While the Gulf oil spill, which began with a drilling rig explosion on April 20, was still raging in its fourth week with no end in sight, BP Chairman Tony Hayward said that the environmental impact would be "very, very modest" because the gulf was a “big ocean”. No one ever spoke out and supported his declaration then. After all, no one could have predicted that the oil leakage estimated to be almost five million barrels before the well was capped in mid- July, would disappear, evaporate or dissolve as nature pleased.

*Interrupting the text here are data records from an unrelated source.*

PR #4223, opened 2024-09-10
PI-2515: CVL Text has a 4000 byte limit - truncate bytes

pmcphee77:


projects/create-and-vary-a-licence-and-delius/src/main/kotlin/uk/gov/justice/digital/hmpps/service/LicenceConditionService.kt
```diff
@@ -32,7 +32,7 @@ class LicenceConditionService(
                 category,
                 subCategory,
                 notes,
-                cvlText.let { it?.take(4000) }
+                cvlText?.let { String(it.toByteArray().take(4000).toByteArray()) }
```
achimber-moj, line 35: do we need to do a trim as well if there are any leading spaces

achimber-moj (approved):

PR #4251, opened 2024-09-20
PI-2541 multiple pom records are custody status to delius message

achimber-moj:


projects/prison-custody-status-to-delius/src/main/kotlin/uk/gov/justice/digital/hmpps/integrations/delius/person/entity/Person.kt
```diff
@@ -19,10 +20,54 @@ class Person(
...
 
 interface PersonRepository : JpaRepository<Person, Long> {
     fun findByNomsNumberAndSoftDeletedIsFalse(nomsNumber: String): List<Person>
+
+    @Query(
+        """
+        SELECT p FROM Person p 
+        LEFT JOIN p.manager
+        JOIN p.additionalIdentifier ai
+        WHERE ai.id = :id
```
marcus-bcl, line 41: Should this be checking the person's id?
```suggestion
        WHERE ai.person.id = :id 
```

Also may be worth returning whether the count is greater than 0, rather than returning the whole Person graph?

And do you need the active manager check?

projects/prison-custody-status-to-delius/src/main/kotlin/uk/gov/justice/digital/hmpps/integrations/delius/person/manager/prison/PrisonManagerService.kt
```diff
@@ -54,8 +58,20 @@ class PrisonManagerService(
...
+        try {
+            activePrisonManager = prisonManagerRepository.findActiveManagerAtDate(person.id, allocationDate)
+        } catch (e: IncorrectResultSizeDataAccessException) {
+            if (personRepository.findByMergedFromCrn(person.id) == null) {
+                throw e
+            }
+            //where crn has a merged from record
+            //we can ignore the IncorrectResultSizeDataAccessException and
+            //process the record no further
+            throw IgnorableMessageException("Person has merged from record", mapOf("person id" to person.id.toString()))
```
marcus-bcl: I think the NOMS number is automatically added to these - so no need to add the person id manually.  Also, the other IgnorableMessageException instances in this service seem to have a slightly different message format - probably worth making this one consistent e.g. something like
```suggestion
            throw IgnorableMessageException("MergedPrisonManagerHistory")
```

achimber-moj: already added

projects/prison-custody-status-to-delius/src/main/kotlin/uk/gov/justice/digital/hmpps/integrations/delius/person/entity/Person.kt
achimber-moj: took the query from another project where the same thing is being used, happy to use a count.  if we do not need to check for an active manager i can remove

projects/prison-custody-status-to-delius/src/main/kotlin/uk/gov/justice/digital/hmpps/integrations/delius/person/manager/prison/PrisonManagerService.kt
marcus-bcl: What I mean is you don't need to add any additional properties here, the NOMS number is already added by default in the Handler: https://github.com/ministryofjustice/hmpps-probation-integration-services/blob/559f1b6a261fc25883c0ed70f1e03919f7b22df5/projects/prison-custody-status-to-delius/src/main/kotlin/uk/gov/justice/digital/hmpps/messaging/Handler.kt#L110-L115

Also could we shorten the exception message to be consistent with the others in this project?  e.g. 
```
throw IgnorableMessageException("MergedPrisonManagerHistory")
```

projects/prison-custody-status-to-delius/src/main/kotlin/uk/gov/justice/digital/hmpps/integrations/delius/person/entity/Person.kt
marcus-bcl: I don't think we need to check for an active manager, we ideally just want a query that returns true/false if the case has been merged.

projects/prison-custody-status-to-delius/src/main/kotlin/uk/gov/justice/digital/hmpps/integrations/delius/person/manager/prison/PrisonManagerService.kt
achimber-moj: the action processor allow additional properties.  how else will will tie the message with the crn if we do not add the identifier.  i am happy with the identifier, and would need further convincing to change

marcus-bcl: Ah! Sorry, not trying to be a pain honestly, but I just had a look through the existing code and realised we can't use an IgnorableMessageException here anyway 🤦 as it will interrupt the UpdateLocationAction and means it won't create the location change contact.  So we need to change this to just `return` anyway!

projects/prison-custody-status-to-delius/src/main/kotlin/uk/gov/justice/digital/hmpps/integrations/delius/person/entity/Person.kt
marcus-bcl: The updated code is still checking the additional_identifier_id instead of the offender_id column, and still joining on manager.  There are also a few unnecessarily mapped columns in the AdditionalIdentifier entity - you can simplify the whole thing quite a bit... this should work:

```kotlin

    @Query(
        """
        select count(ai) > 0 
        from AdditionalIdentifier ai
        where ai.personId = :personId
        and ai.name.code = 'MFCRN'             
        """
    )
    fun personHasBeenMerged(personId: Long): Boolean
}

@Entity
@Immutable
@SQLRestriction("soft_deleted = 0")
class AdditionalIdentifier(
    @Id
    @Column(name = "additional_identifier_id")
    val id: Long,

    @Column(name = "offender_id")
    val personId: Long,

    @ManyToOne
    @JoinColumn(name = "identifier_name_id")
    val name: ReferenceData,

    @Column(updatable = false, columnDefinition = "number")
    val softDeleted: Boolean = false,
)

```

projects/prison-custody-status-to-delius/src/main/kotlin/uk/gov/justice/digital/hmpps/integrations/delius/person/manager/prison/PrisonManagerService.kt
achimber-moj: would we not already have created a updated contact from the pre merge message.  why do we need to create a contact for the location change?

marcus-bcl (approved):

PR #157, opened 2018-05-19
Fallback to Anonymous if credentials are not found

### LINKED ISSUE #156: "credentials not found in native keychain" message should fallback to Anonymous
`authn.Authorization()` returns an error instead of `Anonymous.Authorization()` if the credential helper exits with code 1 and this message "credentials not found in native keychain".

See https://github.com/google/go-containerregistry/blob/aea8d2a7256c0e2216a15d9913d564332e3f1f8a/authn/helper.go#L76

dgageot:
Fixes #156

Signed-off-by: David Gageot <david@gageot.net>

### DIFF
--- a/authn/helper.go
+++ b/authn/helper.go
@@ -72,15 +72,17 @@ func (h *helper) Authorization() (string, error) {
 
 	var out bytes.Buffer
 	cmd.Stdout = &out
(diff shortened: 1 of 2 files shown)


ImJasonH:
Thanks!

Relative to the Gulf’s size of 20.4 quadrillion (meaning one thousand million million) barrels of water, plus the drainage of the Loop Current which exits out of the Florida Straits to the Atlantic Ocean, Mr. Hayward was asserting a simplistic scientific deduction that the damage would not be catastrophic. Recent news reports indicate that the hypothesis was probably right. However BP should have known in a public disaster emotions rule over science.

Two weeks on May 31st a tired-looking Mr. Hayward told a reporter “We're sorry for the massive disruption it's caused their lives. There's no one who wants this over more than I do. I’d like my life back”. Mr. Hayward was responding to reports of increasing public frustration and impatience. He should have stopped at the second sentence. Since then, he has been labelled as the “I’d like my life back” guy.

Mr. Hayward could have excused himself from making a public gaffe by stating he was too drained for an interview and will have a press conference as soon as possible.

Then on June 17, coached by his legal and PR team, the BP chief executive told House Representatives that he was not part of the engineering decisions on the well prior to the disaster. The equivocation angered both Congress and the public. Whether Mr. Hayward was telling the truth or not is not the question. He should have accepted personal responsibility without any qualifications. Period.

Soon after, Mr. Hayward was spotted aboard a ritzy yacht race off the English coast, sponsored by an investment company. The American public was livid. BP spokespersons explained Mr. Hayward wanted to clear his mind and have some private time with his family. Yes the need for a respite is understandable. But when a lot of people are hurting, one must explore humbler ways of recovery even if there is the means for more luxurious alternatives.

Often public relations is perceived as spin-doctoring and excessive control of information. In BP’s case, the premise was probably to buy time and hopefully there won’t be a need for admission –as in greater spillage than initially reported by the oil company. To a certain extent there is a need for control because some media outlets thrive in sensationalism. But the best way to counter this in the long-term is the antidote of sensationalism – which is honesty at the get go. The road will still be rocky but in time the humanity of the whole tragedy and facts will overrule.

Joseph Lopez is a journalist, PR practitioner, and an organizational strategist.